I honestly don't have an answer. It was my first serious relationship and we had fun together. I didn't mind having sex once a week, then once a month, then once every two months... I thought... It was better than no sex at all.


----------



## Marc878 (Aug 26, 2015)

joeypiccard said:


> 1- I can't get over the fact that she might had a EA with that guy


Nope. Sorry man but.....

She was moving out to spend more time and focus on him with you out of the way. Hence separation.

Every betrayed person comes on here and talks EA because they want to be in denial and can’t or dont want to accept it was a sexual affair because Then they might have to make a decision.

*Let her go. *She only has sex with you once a quarter. I’ll bet she was giving him a lot more than that.

Her new boyfriend/lover got what he wanted and decided to dump her. That’s the only reason she didn’t leave.

IMO only a doormat would stay in this situation.


----------



## Marc878 (Aug 26, 2015)

joeypiccard said:


> Actually, it's pretty much it. Been together for 10 years. Dead bedroom after one year of living together. Then we had our first child. Second one. Third one. Bedrooms still dead. She started spending much time on her phone and computer. Started hiding things. Found out. She suddenly wanted to leave. Then suddenly she wanted to stay. She apologized, crying, and told me she won't lie and erase messages and she won't talk to him again. She deleted him from facebook and other social networks. Now she's trying to make it up for it by engaging in sex more frequently and talking about future plans.
> 
> *He dumped her and she wants a soft place to land. It’s all fake ******** to pull the wool over your eyes*
> 
> ...


She’s been screwing another guy and you feel bad for making her mad? Wait, what?

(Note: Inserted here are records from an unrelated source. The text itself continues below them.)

PR #974, opened 2020-02-27
Clear session after reproducibility test

kjun9:
Took inspiration from this issue: https://github.com/tensorflow/tensorflow/issues/14181

I logged the memory usage after each test using `resource.getrusage(resource.RUSAGE_SELF).ru_maxrss` and collected them into a list

## memory usage before
[648810496, 968466432, 1147457536, 1334071296]

## memory usage after
[647651328, 678608896, 717193216, 719740928]

### DIFF
--- a/tests/reproducibility/fixtures.py
+++ b/tests/reproducibility/fixtures.py
@@ -15,6 +15,7 @@
 # limitations under the License.
 
 import numpy as np
+import tensorflow as tf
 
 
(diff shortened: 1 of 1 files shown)


kjun9:
@huonw that's a good point. I've filed #975 - it might not make much difference for now since whatever models have been created in the global session will get cleared after the first reproducibility test, but probably good to do in the long run.

PR #977, opened 2020-02-27
Add WN18, WN18RR, FB15k & FB15k-237 knowledge graph datasets

huonw:
These knowledge graph datasets consist of triples, `subject` `relationship type` `object`, often as 3-column tab-separated files, each line being a triple. They are commonly used for knowledge-graph computation (link prediction is the usual task). For example, they're the top-4 most commonly used datasets at https://paperswithcode.com/task/link-prediction, and far ahead of anything else there.

They come from 3 papers:

1. [A Semantic Matching Energy Function for Learning with Multi-relational Data](https://arxiv.org/abs/1301.3485) (WN18, FB15k)
2. [Observed versus latent features for knowledge base and text inference](https://www.cs.princeton.edu/~danqic/papers/cvsc2015.pdf) (FB15k-237, called "FB15kSelected" in that paper)
3. [Convolutional 2D Knowledge Graph Embeddings](https://arxiv.org/abs/1707.01476) (WN18RR)

The WN18 and FB15k datasets are the originals and used in many papers. However, (2) and (3) observed that there's many "inverse relations", that is, `r1` and `r2` such that `T1 = (s, r1, o)` implies `T2= (o, r2, s)`, and there's overlap between the training and test sets (for example, `T1` in the train set, and `T2` in the test set) which even simple models can capture.

The datasets were acquired, without editing, from the following locations and the uploaded to http://figshare.com (rate limiting means it is suboptimal to download files from Github directly):

- https://github.com/villmow/datasets_knowledge_embedding (WN18, FB15k)
- https://github.com/TimDettmers/ConvE (WN18RR, FB15k-237)

Part of: #862


huonw:
Yeah, I thought about that and decided that the addition layers is not needed now; especially because we'd likely have to add special logic to our testing code that uses `__subclasses__`:

https://github.com/stellargraph/stellargraph/blob/2165dab4c71ddae41c750a4932f7e13d93ef35e1/tests/datasets/test_datasets.py#L39

Issue #972, opened 2020-02-26
ValueError: must have at least one node for inference, if `node_type` is not specified


sbhttchryy:
On trying to reproduce the RGCN example on AIFB dataset, I am running into the above error.
I am running the notebook on Google Colab and had tried with both installing the stellargraph package as well as the stellargraph[demo] package. Both of them show this error on the line:

generator = RelationalFullBatchNodeGenerator(G, sparse=True)

The entire trace is as follows:
ValueError                                Traceback (most recent call last)
<ipython-input-29-704246492183> in <module>()
----> 1 generator = RelationalFullBatchNodeGenerator(G, sparse=True)
      2 
      3 train_gen = generator.flow(train_data.index, targets=train_targets)
      4 test_gen = generator.flow(test_data.index, targets=test_targets)

1 frames
/usr/local/lib/python3.6/dist-packages/stellargraph/core/graph.py in node_features(self, nodes, node_type)
    737             if len(types) == 0:
    738                 raise ValueError(
--> 739                     "must have at least one node for inference, if `node_type` is not specified"
    740                 )
    741             if len(types) > 1:

ValueError: must have at least one node for inference, if `node_type` is not specified

timpitman:
Hi @sbhttchryy, thank you for reporting the issue with this notebook.  I believe this is the same as #911 which we'll be fixing soon - we'll update you once it's resolved.

huonw:
Thanks again for filing an issue; #983 has landed, so it should now be fixed on `develop`.

PR #983, opened 2020-02-28
Use str IDs for RGCN notebook, not rdflib types

huonw:
Previously the notebook wouldn't run because numpy was getting confused by the `rdflib` term types that were being used as the node IDs before; in particular, `rdflib.term.URIRef` and `rdflib.term.Literal` are subclasses of `str`, so `np.array(some_ids)` gets treated as an array of strings. However, the types get preserved as-is elsewhere (in particular, in a pandas Series or Index) and so there's a mismatch between `rdflib.term.URIRef` and `str` when doing node look-ups later.

Arguably, just converting these types to proper strings isn't the correct fix, and instead we should extend `StellarGraph` to support "weird" ID types like this, but that seems somewhat subtle. Thoughts?

See: #911, #972


huonw:
I opened https://github.com/stellargraph/stellargraph/issues/988 with a minimal reproducer, and a bit of a discussion about what we might do.

PR #986, opened 2020-02-28
Add PubMedDiabetes.load

huonw:
This adds a `load` method to `PubMedDiabetes` that returns the graph with its feature vectors, and a Series of the node labels.

For validation, this switches the notebooks that can use either Cora or PubMedDiabetes to use PubMedDiabetes, but I'll switch back before landing.

See: #812


demos/ensembles/ensemble-node-classification-example.ipynb
```diff
@@ -110,118 +110,11 @@
    "metadata": {},
    "outputs": [],
    "source": [
-    "use_cora = True  # Select the dataset; if False, then Pubmed-Diabetes dataset is used.\n",
+    "use_cora = False  # Select the dataset; if False, then Pubmed-Diabetes dataset is used.\n",
```
timpitman: the notebook now defaults to (and shows reaults for) pubmed rather than cora - was that intentional?

huonw: Yep, in the PR description:

> For validation, this switches the notebooks that can use either Cora or PubMedDiabetes to use PubMedDiabetes, but I'll switch back before landing.

demos/node-classification/cluster-gcn/cluster-gcn-node-classification.ipynb
```diff
@@ -226,78 +121,61 @@
   },
   {
    "cell_type": "code",
-   "execution_count": 5,
+   "execution_count": 3,
    "metadata": {},
    "outputs": [],
    "source": [
-    "dataset = \"cora\"  # can also select 'pubmed'\n",
+    "dataset = \"pubmed\"  # can also select 'pubmed'\n",
```
timpitman: same issue as previous notebook with swapped dataset exposing incorrect plot titles/labels.

demos/calibration/calibration-pubmed-node-classification.ipynb
```diff
@@ -1674,307 +303,13 @@
     "We now do the same for the node attributes we want to use to predict the subject. These are the feature vectors that the Keras model will use as input. The dataset contains attributes 'w-*' that correspond to words found in that publication."
```
PantelisElinas: Since loading the node features now happens in the load() method, you have correctly removed the code that performs the operation described here. The dangling comment can be removed as well.

huonw: Good point, although I think this comment was already outdated/dangling, since I don't think it was "doing the same" as any of the code working with the target variable.

demos/node-classification/graphsage/graphsage-pubmed-inductive-node-classification-example.ipynb
```diff
@@ -191,31 +140,31 @@
...
   },
   {
    "cell_type": "code",
-   "execution_count": 7,
+   "execution_count": 6,
    "metadata": {},
    "outputs": [],
    "source": [
-    "node_data_sampled = node_data.sample(frac=0.8, replace=False, random_state=101)"
+    "labels_sampled = labels.sample(frac=0.8, replace=False, random_state=101)"
```
PantelisElinas: You have renamed node_data_sampled to labels_sampled but the comment following this code still references node_data_sampled. Honestly, I thought the old name was more accurate since what is sampled here are nodes not labels.

huonw: I think this new name is accurate: the return value is a series with contents like:

```
pid
16221917    3
18591404    2
16424231    2
9925350     3
17448371    3
           ..
18579418    1
12819907    3
15142919    3
18728230    1
8786022     1
Name: label, Length: 15774, dtype: int64
```

That is, an index called `pid`, with values 1, 2, 3.

This is matching the old form, where the "`node_data`" in the name was referring to the actual node features since it was sampling whole rows of the DataFrame, not just the node IDs in the index. The sampling of node IDs is implicit in both old and new forms, as the index of the resulting structure.

You're 100% right about the following comment, though.

huonw:
Yeah, you're right. However, unfortunately that notebook is hard to update, because it uses EdgeSplitter, which still uses NetworkX. Removing (or, at least, hiding) the use of NetworkX is work in #174, after which we can update the various link prediction demos that haven't been updated to use the new `load` functions.

PantelisElinas:
> Yeah, you're right. However, unfortunately that notebook is hard to update, because it uses EdgeSplitter, which still uses NetworkX. Removing (or, at least, hiding) the use of NetworkX is work in #174, after which we can update the various link prediction demos that haven't been updated to use the new `load` functions.

Ok then, it's all good as far as I am concerned.

P.

PR #994, opened 2020-03-03
Check info() against literal expected output

huonw:
The `test_info_heterogeneous` test for `StellarGraph.info` on a heterogeneous graph was incorrect, because did not have some assertions when it should've.

This fixes that by checking the exact output for `info()`, meaning the full string including indentation/new lines. This is good because it means we're validating what the users see, and so will catch any mistakes that break the formatting.


huonw:
(Sorry @kjun9 if you happened to be reviewing this right now, I had to do some merge fixing.)

kjun9 (approved):
Looks fine, but could we also just compare the strings directly, rather than using `in_sequence`? If we're adding more things to `info` we probably want to update the tests anyway right?

huonw:
> Looks fine, but could we also just compare the strings directly, rather than using in_sequence? If we're adding more things to info we probably want to update the tests anyway right?

Do you mean type out the whole `info` string literally? I guess that's more reliable, in a sense.

kjun9:
> Do you mean type out the whole info string literally?

Yes that's what I meant. It also looks simpler IMO

huonw:
I'll switch to it.

huonw:
I switched to it, and like it, because the output of this method is designed for humans, so it's much better to check exactly what it looks like 👍 

As a minor detail, the literal strings previously had trailing whitespace which isn't allowed by our CI (https://buildkite.com/stellar/stellargraph-public/builds/1979#annotation-whitespace), and so I had to make an edit to `info` itself to write `Edge types: none` instead of `Edge types: ` (with a trailing space) when a node type has no incident edges/edge types.

kjun9 (approved):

Save yourself and get out now. I‘d get checked for STD’s. You don’t know where her boyfriend has been.


----------



## sokillme (Jun 10, 2016)

joeypiccard said:


> When you're unhappy but with a good person, should you leave?
> 
> After 10 years together (Engaged but not married), I feel friendship and attachment. I don't feel the flame or butterflies anymore. We let it die long ago. The sad truth is that I don't even feel like trying. I feel like I'm somewhere else now...
> Can't stand to see her on the couch watching tv or on her computer instead of spending time with the kids. Can't stand following her with a broom because she's messy. I need to do important repairs on the house but I can't because she won't clean her clutter everywhere in the house. She always say that she'll do it soon but this is the problem : soon never comes.
> ...


Dude your so passive no wonder you are miserable. I mean somethings wrong, you ask if you are an asshole for ... wanting to leave? I trying to figure why you are tying to stay? I mean WTF?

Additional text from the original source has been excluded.